В камере было тихо, за исключением диких звуков, исходящих от зэка на верхней полке напротив. Это был молодой парень, около двадцати, и с виду он терпел совершенно адские муки. Он вертелся с бока на бок, он чесался с головы до пят, он закрывал голову подушкой и складывался вдвое и тут же раскладывался заново. И все это время он стонал, и плакал, и ругался, и опять стонал, отбиваясь от сотен невидимых дьяволят, которые чесали и кусали его.

Я подумал, не позвать ли охрану, пока он сам себя не поранил. Но опять же вертухай, который меня доставил, наверняка видел происходящее и мог что-то для него сделать — но не сделал. Я осознал, что мой сосед на койке снизу тоже не спит. Спотыкаясь во временах и артиклях, я смастерил фразу насчет вызова охранника.

— Не придут, — зевнул он. — Он же не больной.

Следующее слово я не понял.

Он повторил и добавил:

— La droga, ты чо, не понимаешь? Ты откуда вообще?

Ну откуда в 1975-м молодой советский человек мог знать, что такое «ломка» — даже по-русски?

«Вот это да, — подумал я. — Такое не забывается». Тут же я вспомнил, что droga упоминалась совсем недавно — в ходе первоначальной обработки мне устроили полный личный досмотр. Полный: я прогнулся, и твердая рука раздвинула мои невинные ягодицы. Причем освещение было интимнее некуда. Удивительно, сколько параноидальных фантазий могут пронестись в мозгу за долю секунды.

Но — проникновения не произошло. Охранник удовлетворился внешним видом. Кто знает: это могло быть мужское сочувствие в супермачо итальянской культуре, или это мог быть стандартный итальянский пофигизм — единственная константа итальянской жизни: «Мне что, делать больше нечего, кроме как в четыре утра в жопу лазить?» Хотя я был слишком напуган, чтобы задавать вопросы, он со смущенным видом что-то пробормотал о droga, которую я мог бы протащить снаружи.

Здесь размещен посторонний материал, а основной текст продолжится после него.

PR #35462, opened 2026-07-08
Enrich: Cayley bundled regular representation — fix phantom lemma reference + theoremCount

rjwalters:
Enrichment/accuracy pass for `cayleys-theorem-oq-01-oq-01-oq-02-oq-01-oq-02-oq-01-oq-01` (quality 94, passes 0).

This entry was already deep (meta 22 KB, full `mainTheorems` + line-anchored sections + 5 annotations covering the whole file) and well under all size caps. The gaps were accuracy, not depth — the meta/annotations described declarations that don't match the verified source:

- **Phantom lemma removed.** `proofStrategy`, the bundled-hom section summary, and the `ann-bundledcayley-hom` annotation all referenced a lemma `regularRepHom_apply_apply` recording "its action (g·x)". Grep of the source (`CayleysTheoremOQ01OQ01OQ02OQ01OQ02OQ01OQ01.lean`) finds no such declaration — only the `@[simp]` value lemma `regularRepHom_apply` (line 68). Reworded to state accurately that the pointwise action g·x is just the definition of `Equiv.mulLeft`.
- **theoremCount corrected 8 → 7.** The source has exactly 7 `theorem` declarations (`regularRepHom_apply`, `regularRepHom_injective`, `mem_regularRepHom_range`, `regularRep_coe_apply`, `cayley`, `transportedAction_eq_regularRepHom`, `isBundledRegularRepresentation`) plus 2 `def`s; `leanFile.theoremCount` already read 7.

Left unchanged: the `MulEquiv.ofInjective` naming in the meta matches the source's own docstrings (the code uses the equivalent `MonoidHom.ofInjective`), so it's the author's framing, not an error. JSON validated; size guardrail passes.


rjwalters:
Superseded: main already carries both fixes from this PR — the phantom lemma reference `regularRepHom_apply_apply` was removed and `meta.theoremCount` corrected 8→7 by a concurrent audit/repair pass (identical intent, equivalent wording). Confirmed on main: 0 `apply_apply` references and theoremCount=7. Closing to avoid landing duplicate competing wording; the conflict was purely same-line overlap.

PR #35635, opened 2026-07-08
Enrich Vincent bisection effective-depth entry: uniform |S|≤1 insight

rjwalters:
Enrichment pass for `descartes-rule-of-signs-oq-02-oq-01-oq-03-oq-02` (quality 94, passes 0).

Already a very complete entry (9 annotations, 8 mainTheorems, 3 sections, full conclusion, 17 KB). Rather than inflate it, this pass adds one genuinely missing insight surfaced from the Lean source:

**All four theorems are stated with no hypothesis on |S| and hold uniformly even for degenerate root sets (|S| ≤ 1).** This works precisely because `minGap` returns a *positive default of 1* (not 0) when S has no distinct pair, so `minGap_pos` gives δ > 0 unconditionally, the witness k₀ = Nat.clog 2 ⌈w/δ⌉₊ + 1 is always finite and well-defined, and w / 2^{k₀} < δ always holds. When S has ≤ 1 root every interval already isolates trivially and the same closed-form depth still returns a valid certificate — the total, side-condition-free statement is what makes the witness safe to feed to an algorithm that does not know |S| in advance.

Changes:
- Added 1 keyInsight (overview.keyInsights 4 → 5, within the 4-12 target)
- meta.json 17.8 KB (well under ~60 KB cap); JSON validated


rjwalters:
Superseded by already-merged #35618 ('unconditional-in-S keyInsight'), which added the same |S|<2 uniformity insight (minGap's positive default of 1 makes the witness well-defined and side-condition-free for degenerate root sets). My independent pass reached the identical point; it is already on `main`. Closing to avoid duplicate content.

PR #37226, opened 2026-07-10
research(erdos-1110-oq-01): antichain condition in exponent coordinates

rjwalters:
## Summary

Extends the OQ-01 companion `Erdos1110OQ01.lean` (multiplicative structure of power forms `p^k q^l`) with the **exponent-coordinate form of Erdős #1110's antichain hypothesis** — the condition that *no summand divides another*.

The file already had `powerForm_dvd_iff` (divisibility of power forms = coordinatewise `≤` on exponent vectors, for distinct primes `p ≠ q`), whose docstring calls this "the structural fact behind #1110's central antichain hypothesis." But the antichain condition itself — *mutual* non-divisibility — was never formalized. This PR closes that gap.

## New theorems (both 0-axiom)

- **`powerForm_antichain_iff`** — for distinct primes `p ≠ q`, two power forms are mutually non-dividing iff their exponent vectors are **incomparable** in the product order:
  `¬ p^k q^l ∣ p^{k'} q^{l'} ∧ ¬ p^{k'} q^{l'} ∣ p^k q^l ↔ (k < k' ∧ l' < l) ∨ (k' < k ∧ l < l')`.
  Proof: rewrite each divisibility via `powerForm_dvd_iff`, then `omega`.
- **`powerForm_eq_one_iff`** — `p^k q^l = 1 ↔ k = 0 ∧ l = 0`, the exponent-uniqueness readout at the monoid identity `1 = p^0 q^0`.

Both are built from the file's existing `powerForm_dvd_iff` / `powerForm_exponents_unique` plus `omega`/`simpa`.

## Verification

⚠️ **UNVERIFIED** — the Docker build infrastructure is down (containerd blob input/output error; `docker images` itself errors). Proofs were reviewed by eye; they use only in-file lemmas and `omega`/`simpa`, with no new axioms. Gallery meta tracks only the parent `Erdos1110Problem.lean` (no `additionalFiles`), so no meta sync is required for this companion.

### DIFF
--- a/proofs/Proofs/Erdos1110OQ01.lean
+++ b/proofs/Proofs/Erdos1110OQ01.lean
@@ -726,4 +726,15 @@ neither base is a power of the other — so it lies outside the base-power famil
 example : Set.Infinite (NonRepresentable 6 4) :=
   infinite_nonRepresentable_of_common_dvd (d := 2) (by norm_num) (by norm_num) (by norm_num)
 
+/-- **The identity is the unique unit exponent pair.** For distinct primes `p ≠ q`,
+`p^k q^l = 1` iff both exponents vanish — the exponent-uniqueness readout at the monoid
+identity `1 = p^0 q^0`. So `(0, 0)` is the only exponent vector representing the unit of
+the power-form submonoid. -/
+theorem powerForm_eq_one_iff {p q : ℕ} (hp : p.Prime) (hq : q.Prime) (hpq : p ≠ q)
+    (k l : ℕ) : p ^ k * q ^ l = 1 ↔ k = 0 ∧ l = 0 := by
+  constructor
+  · intro h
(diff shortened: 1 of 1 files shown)


rjwalters:
Rebased onto main and trimmed to the genuinely-new content. `powerForm_antichain_iff` was dropped: main already carries the logically-equivalent `powerForm_incomparable_iff` (proofs/Proofs/Erdos1110OQ01.lean:246, same LHS mutual-non-divisibility, RHS in negated-≤ form vs this PR's strict-order form — equivalent by linear arithmetic). `powerForm_eq_one_iff` is new and kept (verified: single-file elaboration exit 0, 0 new axioms). The problem-state JSON resolved to main's version, which has moved on since this branch was cut.

PR #37452, opened 2026-07-10
Enrich Fibonacci Gap-Two Product-Sum: annotate import region

rjwalters:
Enrichment pass for **fibonacci-identities-oq-05-oq-03** (quality 95, passes 0).

This entry's meta.json is already fully saturated (all overview/section/conclusion fields deep, under all size caps at ~16.8 KB). The one genuine gap was **annotation coverage**: the existing annotations began at line 3 (the module docstring), leaving **line 1 (`import Mathlib`) uncovered**.

## Change
- Added `ann-fiboq0503-imports` (range: line 1) — a `context`-type annotation explaining what the blanket gallery import actually pulls in: the 0-indexed `Nat.fib` API and `Nat.fib_add_two`, the `Finset.sum_range_succ` big-operator layer, the parity primitives (`Nat.even_or_odd`, `Nat.even_add_one`, `Even/Odd.neg_one_pow`), and `linear_combination`/`omega`. Notes that Mathlib records Cassini only over `Int.fib`, so the `Nat.fib` Cassini and d'Ocagne identities are proved from scratch here rather than imported.
- `meta.json` untouched — already saturated and within all guardrail caps.

## Validation
- JSON validates; `check-meta-size.ts` passes (file ≤ 60 KB).
- Enum values (`type: context`, `significance: context`) normalize via `normalize-enums.ts` exactly as the sibling annotations already in the file do.

### DIFF
--- a/src/data/proofs/fibonacci-identities-oq-05-oq-03/annotations.json
+++ b/src/data/proofs/fibonacci-identities-oq-05-oq-03/annotations.json
@@ -1,5 +1,22 @@
 [
   {
+    "id": "ann-fiboq0503-imports",
+    "proofId": "fibonacci-identities-oq-05-oq-03",
+    "range": { "startLine": 1, "endLine": 1 },
+    "type": "context",
+    "title": "The Blanket `import Mathlib`",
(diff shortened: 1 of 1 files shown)


rjwalters:
Superseded by #37447, which merged first with an equivalent (and richer) import-region annotation for the same slug fibonacci-identities-oq-05-oq-03. Closing to avoid a duplicate/conflicting annotation on line 1. No further change needed — main already covers the gap.

PR #3631, opened 2023-12-13
Fix `class` in `styled_link` and remove existing uses of `class`

RobertJoonas:
### Changes

Make it possible to add custom classes to the `styled_link` component. The class attribute was given in several cases, but it was not used by the component.


zoldar (approved):
✨

PR #3632, opened 2023-12-13
Remove business tier feature flag

vinibrsl:
This commit removes all code branches related to the business tier feature flag, as we're not flipping this flag off anymore. It also removes unused routes, e.g. /billing/change-plan and /billing/upgrade


RobertJoonas (approved):
Looks good to me! 👍 We also don't need several billing templates anymore. I'll push a commit (+ 2 other small commits) in a sec, so you can review those and merge if everything looks good :)

PR #3636, opened 2023-12-14
Remove onClick handler from details link in ListReport

ukutaht:
### Changes

Fixes issue where the UI would unexpectedly tab-switch when the user clicks on details.

### Tests

### Changelog
- [x] No changelog entry needed

### Documentation

### Dark mode


zoldar:
Is it expected that properties tab is opened when clicking goal directly from the list but not when clicked from the list in the modal?

https://github.com/plausible/analytics/assets/588351/97f710a8-e1e5-4b1c-a05c-0f8f58cfea3c

metmarkosaric:
@zoldar not intentionally. It's just not something we've had a chance to build yet. We should also ideally open the most popular property by default so people don't need to manually select it after clicking on a goal

zoldar (approved):
:sparkles:

PR #3650, opened 2023-12-22
Add a note about site settings being available on the locked screen

metmarkosaric:
some people are not aware that they can access site settings when the dashboard is locked. i've tried to add that to the note here as it should improve the user experience and minimize the number of people reaching out to support


zoldar (approved):

zoldar:
I have adjusted the styling and converted the view to use our predefined components for links:

image

image

image

image

image

image

RobertJoonas (approved):
Looks nice!

PR #3656, opened 2023-12-28
Add `custom_props.csv` back to CSV export for Growth plans

RobertJoonas:
### Changes

This PR fixes a bug where `custom_props.csv` file was not included in the CSV export for Growth plans using the `url` or `path` props (e.g. with outbound link or file download goals). These props should not be considered a premium feature.

### Tests

### Changelog

### Documentation

### Dark mode

### DIFF
--- a/lib/plausible_web/controllers/api/stats_controller.ex
+++ b/lib/plausible_web/controllers/api/stats_controller.ex
@@ -1214,21 +1214,32 @@ defmodule PlausibleWeb.Api.StatsController do
 
     prop_names = Plausible.Stats.CustomProps.fetch_prop_names(site, query)
 
-    values =
-      prop_names
-      |> Enum.map(fn prop_key ->
-        breakdown_custom_prop_values(site, Map.put(params, "prop_key", prop_key))
-        |> Enum.map(&Map.put(&1, :property, prop_key))
-        |> transform_keys(%{:name => :value})
-      end)
-      |> Enum.concat()
+    prop_names =
+      if Plausible.Billing.Feature.Props.enabled?(site) do
+        prop_names
+      else
+        prop_names |> Enum.filter(& &1 in Plausible.Props.internal_keys())
+      end
 
-    percent_or_cr =
-      if query.filters["event:goal"],
-        do: :conversion_rate,
-        else: :percentage
+    if prop_names == [] do
+      nil
+    else
+      values =
+        prop_names
+        |> Enum.map(fn prop_key ->
+          breakdown_custom_prop_values(site, Map.put(params, "prop_key", prop_key))
+          |> Enum.map(&Map.put(&1, :property, prop_key))
+          |> transform_keys(%{:name => :value})
+        end)
+        |> Enum.concat()
 
-    to_csv(values, [:property, :value, :visitors, :events, percent_or_cr])
+      percent_or_cr =
+        if query.filters["event:goal"],
+          do: :conversion_rate,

Так что я мог себя поздравить: меня лишили свободы, но мне оставили невинность.

3. Кафка и кофе

Вообще, нелегко это вспоминать. Не то что какие-то моральные препоны (я был слишком глуп и слеп, чтобы еще и осознавать какие-то моральные измерения моих поступков), но память — это такое дело… я тут уже писал, что с физическими деталями дело плохо, но и вообще доверия у меня нет к своей памяти с данным эпизодом. За прошедшие сорок лет я видел тыщи тюремных фильмов, и мне просто невозможно отделить воспоминания о «Реджине Чели» от банального голливудского фильма. С виду лакмусовый тест провести несложно: вставляешь в эту камеру Пола Ньюмана или Шона Пенна в безукоризненно отглаженном комбинезончике, и, если не получается, значит, память не врет, так ведь? Ах… если бы это было так просто. Единственное, в чем у меня нет сомнений — это чистота. По голливудским стандартам РЧ — это стократное нарушение всех правил гигиены. Но я-то совсем недавно жил в советской общаге… в общем, я вас подготовил, никаких претензий по части «не бывает» или «а вот ваш сокамерник утверждает».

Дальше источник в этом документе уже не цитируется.